§ **Saved entries**
PR #371, opened 2022-03-01
Fix: move @types/react-datepicker from devDependencies

panichevoleg:
### Prerequisites

- [ ] I have read the **CONTRIBUTING** document
- [ ] My code follows the code style of this project

### Contribution Type

### Description

If `DateFeild` is used in zeisslet, it can't be built when `@types/react-datepicker` is in `devDependencies`. I have moved it to `dependencies`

§ **What to produce**
Could you print the lines above, exactly as written, from the line containing "- [ ] I have" through the final one?

§ **Solution for this exercise**
- [ ] I have read the **CONTRIBUTING** document
- [ ] My code follows the code style of this project

### Contribution Type

### Description

If `DateFeild` is used in zeisslet, it can't be built when `@types/react-datepicker` is in `devDependencies`. I have moved it to `dependencies`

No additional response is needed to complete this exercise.